The Ambiguous Future of the Cost of Artificial Compute
How will this inefficiency evolve as AI advances?
Technologists argue that the inefficiency is temporary—that learning curves will naturally drive down energy costs. While improvements are happening (like Google's recent 50% reduction in training energy), these gains are overwhelmed by the industry's appetite for larger models and more complex tasks.
A second-order viewpoint acknowledges the likelihood of even newer, incremental technologies in the foreseeable future; these will be similarly inefficient when first introduced. While the learning curves push down the average cost of maturing computation modes, new modes will enter at high average costs.

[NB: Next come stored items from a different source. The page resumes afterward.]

PR #20978, opened 2023-03-28
threads.xs: Set non thread context in ithread_set()

khwilliamson:
This generally was getting set anyway, but a test yet to be committed found a case where it wasn't.


khwilliamson:
closing because I don't like merge commits

PR #20984, opened 2023-03-29
Perl RFC have been renamed to PPC

book:
See https://github.com/Perl/PPCs/pull/35


leonerd (approved):
LGTM.
As it's just a docs change this is fine to go in despite the change freeze.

Beyond the near future, I propose two dramatically different paths, as illustrated in Figure 2. Path 1 represents the continued reliance on traditional, energy-intensive computational architectures, while Path 2 envisions a paradigm shift inspired by nature's efficient computing systems.
Charting a New Path Forward

The two paths illustrated in Figure 2 represent different futures for computation. Path 1 reflects the momentum of sunk costs and institutional inertia. Even with incremental improvements, it remains locked into an inherently inefficient architecture.
Path 2 represents a two-pronged revolution in computation. The first prong involves mimicking nature's approach in our artificial systems—rebuilding our computational architecture from the ground up. For example, researchers are exploring:
DNA-based storage systems that can store all of YouTube's content in a sugar cube-sized container.
"Wetware" computers that use living neurons to process information with remarkable efficiency.
Quantum biological systems that might explain how birds navigate using Earth's magnetic field.
The second prong focuses on identifying and harnessing the vast amounts of natural computation happening around us. We're already seeing glimpses of this potential. For instance, Google's reCaptcha system cleverly takes comically easy feats of natural human computation (like identifying traffic lights in images) and uses them to train AI systems for difficult artificial-computation tasks.
Powerful forces will continue to steer the focus toward Path 1. Massive investments in current AI infrastructure—from data centers to software frameworks—create strong incentives to maintain the status quo. Breaking free requires more than technical breakthroughs; it demands a concerted effort to continue exploring the fundamental ways in which we see, acknowledge and approach computation. If we remain on Path 1, we risk prolonging a "dark age" of compute where:
AI advancement becomes limited to wealthy nations and corporations that can afford massive energy infrastructure.
Environmental costs of computation continue to spiral.
Innovation gets trapped in incremental improvements to an inherently inefficient paradigm.
Avoiding this future requires action across multiple fronts:
Research: Funding for interdisciplinary work combining biology, computer science, and materials science.
Policy: Carbon pricing that accounts for computational costs.
Incentives: For companies exploring radically different computational architectures.
The path we choose today will determine whether AI becomes a sustainable technology that democratizes computational power or an environmental burden that exacerbates existing inequalities.